Espectáculos
14.02.2011
Te amo, enigma amado
Por:
INFOnews
El día de San Valentín se localiza en nuestra cultura como día de los enamorados.
Por ello nada mejor que hacer del día 14 de febrero, día de San Valentín, la fecha que localiza el amor en una jornada. Pues se podría llamar, el día de los equívocos amorosos.
La fundamentación:
Hasta 1969 para la iglesia católica se nominaba el día 14 de febrero por tres Valentinos:
1. Un sacerdote romano que sufrió el martirio cerca del año 269 y fue enterrado en la Vía Flaminia.
2. En el año 197 fue nombrado obispo de Interamna, otro Valentín también enterrado en la Vía Flaminia, pero en otro lugar que San Valentín de Roma. Sus reliquias se encuentran en la Basílica de San Valentino en Terni.
3. Un tercer santo llamado Valentín (según la Enciclopedia católica) era mencionado en primitivos escritos bajo la misma fecha (14 de febrero). Sólo se dice que fue martirizado en África con varios compañeros.
En el año 1969 en el Concilio Vaticano II, según la Enciclopedia Católica, se determinó, porque no había suficientes elementos históricos que probaran su existencia, sacar el día de San Valentín del calendario católico.
Por otro lado, la fiesta de San Valentín es mucho más antigua que el propio cristianismo: se enlaza con las fiestas lupercales del Imperio Romano, rituales paganos en homenaje a Fauno Luperco (de "lupus", lobo, Pan para los griegos) que protegía a los pastores y los rebaños, y que se celebraban el 15 de febrero de cada año, cinco semanas antes del comienzo de la primavera.
Como toda leyenda tiene recorridos en la historia.
Por lo general se apunta a que en este día el regalo del amante a la amada sean bombones o rosas y el encuentro de ellos en una cena o en una escena amable.
En esta época donde el sostén del amor es frágil, cuando el sostenimiento de una pareja se hace dificultoso, el día de los enamorados debería llamarse el día de los amantes luchadores.
El ardoroso empuje al goce sexual de la época nos lleva a objetalizar al sujeto amado.
Con lo cual la caída del deseo por el cuerpo del otro lo hace nominar como caída del amor.
Por ello no pocos científicos cognitivistas le dan al amor una medida posible en meses ("serios estudios investigativos" hablan de dieciocho meses). Ello supone lo que nominan como apego romántico.
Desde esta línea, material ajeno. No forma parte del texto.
Issue #190, opened 2015-10-05
Rename Demo Folders to What They Do


jclyons:
Can you rename the demo directories to what each one is? It'd be great if you could label them by what they do so it's easier to tell the difference. I reference them a lot when I'm working and I usually have to cross-reference with the README.md. Small nitpick - thanks for the great library.

chenglou:
Been on my mind for a while too. Done!

PR #195, opened 2015-10-06
Rename demo folders

stevoland:
To include description as per: https://github.com/chenglou/react-motion/issues/190


chenglou:
Thanks!

nkbt:
There is a problem with this renaming  #197

PR #199, opened 2015-10-07
Better .npmignore

nkbt:
A little cleanup, updated with some new files

NOTE: I allowed sources to be published on NPM. So it is possible to have react-motion as part of end-project build. With all sourcemaps and so on (simply by doing `import {spring} from 'react-motion/src/react-motion'` or better using webpack module alias instead)


nkbt:
I vote for that day to be today ;)

nkbt:
And yes, flow is a perfect pro-argument here too.

PR #201, opened 2015-10-07
Publish to GitHub Pages, fixes #24

### LINKED ISSUE #24: GitHub Pages for demos
It'd be slick if the demos were available over GH Pages. Then people wouldn't need to clone the repo just to see the demos. =)

Should be as easy as pushing to a `gh-pages` branch, but I might be overlooking something.

Nice work!

nkbt:
No more pre-built demos! Development works as usual, hot reloading and things...

Bonus: fixed up demo6 so it does not have any extra assets that we can pull from node_modules. Similar thing with css should be done to other demos. And when all css is abstracted we can remove `index.html` too and generate it on-the-fly with `html-webpack-plugin` instead.


nkbt:
Actually, http://chenglou.me/react-motion/demos/demo0-simple-transition is already available since I pushed `gh-pages` from current master. But it needs some changes there after this PR is merged in.

PR #217, opened 2015-10-13
Ignore sublime configuration files

operatino:
Noticed that latest NPM package release (0.3.0) contains Sublime configuration files, which seems like got there accidentally. To prevent it further, it's better to ignore those files from adding to NPM package.


chenglou:
Damn it! I thought I made sure this didn't happen again...
Thanks!

PR #238, opened 2015-11-10
Switch to compare x with rest on errorMargin check

istarkov:
Looks like it's better to check x with rest value, not previous.
For example if errorMargin becomes a user parameter, there will situations with small velocity and small dx values but x is far from the rest.

### DIFF
--- a/src/stepper.js
+++ b/src/stepper.js
@@ -25,7 +25,7 @@ export default function stepper(
   const newV = v + a * frameRate;
   const newX = x + newV * frameRate;
 
-  if (Math.abs(newV - v) < errorMargin && Math.abs(newX - x) < errorMargin) {
+  if (Math.abs(newV - v) < errorMargin && Math.abs(newX - destX) < errorMargin) {
     return [destX, 0];
   }
 
--- a/src/stepper.js
+++ b/src/stepper.js
@@ -1,5 +1,5 @@
 /* @flow */
-const errorMargin = 0.0001;
+const errorMargin = 0.001;
 
 export default function stepper(
   frameRate: number,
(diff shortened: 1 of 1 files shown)


istarkov:
Also looks like it's better  for spring animation (with check added above) to check velocity
`Math.abs(newV) < errorMargin` but not an acceleration `Math.abs(newV - v) < errorMargin`, and it allows to increase errorMargin Look at second commit

istarkov:
PS: Without ability to write custom stepper or set errorMargin as spring parameter there are a lot of small visually bad animation movements.

chenglou:
The logic here is tricky. Does this glitch with animations whose destination is 0? What about the edge-cases of TransitionMotion where you're adding such an item, etc. (this is super vague but can you see what I mean?)
Also, how relevant is this if we implement custom error margin?

istarkov:
1) Destination value can be zero or any other value, this part `Math.abs(newX - destX)` contains delta not destination itself so it can be any numeric value.

2) It's more easy to user think in terms like - `if velocity is small enough and distance to destination is small we can stop animation` instead of current `if acceleration is small and velocity is small we can stop animation`

3) For a big errorMargin master solution could stop animation at first step even if destination value is far far away from value because of acceleration and velocity is less then errorMargin.
Solution proposed above will not stop.

4) I've just made a search over github and fast looking into the code gives
Looks like [facebook rebound use the same approach](https://github.com/facebook/rebound-js/blob/master/rebound.js#L754) as above
Looks like [JNWSpringAnimation same approach](https://github.com/jwilling/JNWSpringAnimation/blob/master/JNWSpringAnimation.m#L263) use the same approach (be sure that proposedValue - previousValue is Velocity) or similar

5) I'm not an expert in `edge-cases of TransitionMotion` so can't say nothing about, need to read more.

chenglou:
You know what, this is probably right. If TransitionMotion screws up after this then we should fix that instead.

Sorry for the delay! Thanks =).

istarkov:
Thank you for this library!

El concepto de apego permite des-subjetivar lo que en el amor supone el ser implicado. Apego romántico es dar lo que se tiene a alguien que es (competente y exitoso) y supone una respuesta conceptual y creciente al apresuramiento de época.
Así como son los laboratorios los que definen los cuadros del DSMIV, son las compañías de seguro las que dan los parámetros de lo que hoy puede llamarse apego previsible y escribir los términos de un contrato.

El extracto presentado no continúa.